Find the line containing "-pub fn is_class_level_server(class_name: &str)" in the entries below. Restate it and each line after it, word for word, up to and including the line containing "See register_early_core_singletons() in".

The data
________________________

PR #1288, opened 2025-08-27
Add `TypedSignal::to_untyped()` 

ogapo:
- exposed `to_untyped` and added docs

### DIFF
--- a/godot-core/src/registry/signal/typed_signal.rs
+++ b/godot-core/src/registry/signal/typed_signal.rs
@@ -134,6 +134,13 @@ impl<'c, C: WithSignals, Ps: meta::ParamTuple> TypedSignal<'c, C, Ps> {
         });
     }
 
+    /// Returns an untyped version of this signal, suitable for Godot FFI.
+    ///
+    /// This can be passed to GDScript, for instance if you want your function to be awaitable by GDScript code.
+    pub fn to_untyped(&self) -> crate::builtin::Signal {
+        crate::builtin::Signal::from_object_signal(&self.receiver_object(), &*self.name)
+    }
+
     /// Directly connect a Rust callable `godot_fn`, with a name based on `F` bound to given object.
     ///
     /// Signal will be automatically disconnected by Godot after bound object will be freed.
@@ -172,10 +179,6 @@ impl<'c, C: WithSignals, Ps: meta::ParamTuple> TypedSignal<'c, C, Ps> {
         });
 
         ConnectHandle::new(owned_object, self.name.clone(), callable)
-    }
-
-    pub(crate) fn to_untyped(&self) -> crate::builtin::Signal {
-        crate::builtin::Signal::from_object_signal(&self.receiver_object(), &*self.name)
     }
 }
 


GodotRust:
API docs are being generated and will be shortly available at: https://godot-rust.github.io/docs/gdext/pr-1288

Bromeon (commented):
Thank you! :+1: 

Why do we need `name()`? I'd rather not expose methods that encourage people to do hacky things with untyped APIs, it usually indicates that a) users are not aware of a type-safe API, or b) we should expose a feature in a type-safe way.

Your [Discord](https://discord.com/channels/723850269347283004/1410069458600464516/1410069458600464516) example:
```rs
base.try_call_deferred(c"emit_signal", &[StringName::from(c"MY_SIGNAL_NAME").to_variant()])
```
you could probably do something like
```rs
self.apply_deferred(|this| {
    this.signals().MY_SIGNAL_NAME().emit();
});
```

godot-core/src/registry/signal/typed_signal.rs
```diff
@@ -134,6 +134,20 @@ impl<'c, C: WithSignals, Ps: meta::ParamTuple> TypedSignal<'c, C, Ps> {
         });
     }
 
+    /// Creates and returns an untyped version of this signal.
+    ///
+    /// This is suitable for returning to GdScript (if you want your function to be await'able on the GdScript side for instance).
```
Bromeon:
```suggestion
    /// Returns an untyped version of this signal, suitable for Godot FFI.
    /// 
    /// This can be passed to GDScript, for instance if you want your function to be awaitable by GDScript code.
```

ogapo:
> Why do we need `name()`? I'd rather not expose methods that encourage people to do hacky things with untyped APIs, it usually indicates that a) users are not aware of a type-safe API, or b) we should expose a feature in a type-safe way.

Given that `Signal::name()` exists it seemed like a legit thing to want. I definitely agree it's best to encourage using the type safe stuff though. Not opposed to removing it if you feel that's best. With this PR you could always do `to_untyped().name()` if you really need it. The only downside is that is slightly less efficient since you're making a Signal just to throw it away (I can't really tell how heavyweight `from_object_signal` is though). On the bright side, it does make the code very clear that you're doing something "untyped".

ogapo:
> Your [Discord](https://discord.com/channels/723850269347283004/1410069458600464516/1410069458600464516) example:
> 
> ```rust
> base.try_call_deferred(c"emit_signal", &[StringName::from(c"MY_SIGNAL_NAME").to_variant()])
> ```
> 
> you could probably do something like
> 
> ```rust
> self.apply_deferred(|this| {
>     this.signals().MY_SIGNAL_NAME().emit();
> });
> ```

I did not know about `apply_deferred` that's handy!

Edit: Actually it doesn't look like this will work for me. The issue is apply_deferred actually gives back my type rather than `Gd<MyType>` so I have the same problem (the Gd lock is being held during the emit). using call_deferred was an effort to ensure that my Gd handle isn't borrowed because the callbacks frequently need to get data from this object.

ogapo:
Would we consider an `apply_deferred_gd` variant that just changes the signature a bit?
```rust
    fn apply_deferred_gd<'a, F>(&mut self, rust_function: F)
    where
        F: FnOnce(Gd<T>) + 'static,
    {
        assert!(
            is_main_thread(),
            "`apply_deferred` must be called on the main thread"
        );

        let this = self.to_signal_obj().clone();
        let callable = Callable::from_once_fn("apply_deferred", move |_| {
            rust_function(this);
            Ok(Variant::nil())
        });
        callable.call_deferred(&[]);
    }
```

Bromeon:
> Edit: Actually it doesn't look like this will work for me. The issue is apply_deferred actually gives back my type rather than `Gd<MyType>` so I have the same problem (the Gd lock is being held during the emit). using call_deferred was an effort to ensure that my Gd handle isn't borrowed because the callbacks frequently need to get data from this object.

________________________

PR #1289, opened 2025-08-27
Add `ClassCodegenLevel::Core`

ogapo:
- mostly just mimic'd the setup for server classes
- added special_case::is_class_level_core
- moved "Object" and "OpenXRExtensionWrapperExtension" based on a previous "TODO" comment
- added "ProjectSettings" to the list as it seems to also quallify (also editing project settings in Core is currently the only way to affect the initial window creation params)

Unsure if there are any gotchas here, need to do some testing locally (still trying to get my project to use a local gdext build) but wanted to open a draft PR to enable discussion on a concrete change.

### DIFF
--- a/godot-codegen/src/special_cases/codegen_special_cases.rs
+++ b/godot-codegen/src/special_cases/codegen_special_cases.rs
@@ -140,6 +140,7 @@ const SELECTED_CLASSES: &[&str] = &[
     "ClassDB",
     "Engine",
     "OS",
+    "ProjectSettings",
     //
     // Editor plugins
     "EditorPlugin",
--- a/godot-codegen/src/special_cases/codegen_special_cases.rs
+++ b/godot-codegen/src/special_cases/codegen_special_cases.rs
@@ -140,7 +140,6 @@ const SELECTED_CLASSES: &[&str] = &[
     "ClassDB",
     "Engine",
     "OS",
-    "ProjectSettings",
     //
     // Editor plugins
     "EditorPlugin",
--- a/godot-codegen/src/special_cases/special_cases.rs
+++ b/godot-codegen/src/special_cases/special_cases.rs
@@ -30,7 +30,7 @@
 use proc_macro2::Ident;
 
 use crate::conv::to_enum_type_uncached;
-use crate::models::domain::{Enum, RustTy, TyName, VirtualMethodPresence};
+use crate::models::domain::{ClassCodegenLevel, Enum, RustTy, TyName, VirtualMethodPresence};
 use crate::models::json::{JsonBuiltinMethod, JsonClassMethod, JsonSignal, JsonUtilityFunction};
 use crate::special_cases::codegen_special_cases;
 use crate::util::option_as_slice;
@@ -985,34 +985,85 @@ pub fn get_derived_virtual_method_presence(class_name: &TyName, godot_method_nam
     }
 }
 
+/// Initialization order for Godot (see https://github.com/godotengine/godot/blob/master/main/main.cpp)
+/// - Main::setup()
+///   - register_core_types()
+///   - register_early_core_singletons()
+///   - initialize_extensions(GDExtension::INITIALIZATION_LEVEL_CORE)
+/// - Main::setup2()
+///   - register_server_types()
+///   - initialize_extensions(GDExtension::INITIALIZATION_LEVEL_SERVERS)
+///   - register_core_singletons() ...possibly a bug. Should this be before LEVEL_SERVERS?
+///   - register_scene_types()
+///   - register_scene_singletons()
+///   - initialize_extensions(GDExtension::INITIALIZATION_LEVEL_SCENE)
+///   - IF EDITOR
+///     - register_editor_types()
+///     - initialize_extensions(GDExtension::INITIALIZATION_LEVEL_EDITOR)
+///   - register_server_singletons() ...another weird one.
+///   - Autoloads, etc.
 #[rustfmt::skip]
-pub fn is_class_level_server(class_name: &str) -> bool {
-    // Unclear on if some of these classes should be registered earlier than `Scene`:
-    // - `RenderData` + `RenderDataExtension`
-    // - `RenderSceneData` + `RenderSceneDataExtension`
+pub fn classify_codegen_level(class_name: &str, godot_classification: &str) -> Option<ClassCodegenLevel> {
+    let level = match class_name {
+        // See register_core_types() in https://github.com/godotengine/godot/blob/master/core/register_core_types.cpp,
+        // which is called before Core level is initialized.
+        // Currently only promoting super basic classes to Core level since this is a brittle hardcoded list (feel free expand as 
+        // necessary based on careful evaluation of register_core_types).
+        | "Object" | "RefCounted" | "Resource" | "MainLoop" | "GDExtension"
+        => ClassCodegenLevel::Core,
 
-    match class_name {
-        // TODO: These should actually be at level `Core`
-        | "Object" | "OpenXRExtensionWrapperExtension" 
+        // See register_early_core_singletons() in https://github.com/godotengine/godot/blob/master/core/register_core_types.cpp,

________________________

Your solution
-pub fn is_class_level_server(class_name: &str) -> bool {
-    // Unclear on if some of these classes should be registered earlier than `Scene`:
-    // - `RenderData` + `RenderDataExtension`
-    // - `RenderSceneData` + `RenderSceneDataExtension`
+pub fn classify_codegen_level(class_name: &str, godot_classification: &str) -> Option<ClassCodegenLevel> {
+    let level = match class_name {
+        // See register_core_types() in https://github.com/godotengine/godot/blob/master/core/register_core_types.cpp,
+        // which is called before Core level is initialized.
+        // Currently only promoting super basic classes to Core level since this is a brittle hardcoded list (feel free expand as 
+        // necessary based on careful evaluation of register_core_types).
+        | "Object" | "RefCounted" | "Resource" | "MainLoop" | "GDExtension"
+        => ClassCodegenLevel::Core,
 
-    match class_name {
-        // TODO: These should actually be at level `Core`
-        | "Object" | "OpenXRExtensionWrapperExtension" 
+        // See register_early_core_singletons() in https://github.com/godotengine/godot/blob/master/core/register_core_types.cpp,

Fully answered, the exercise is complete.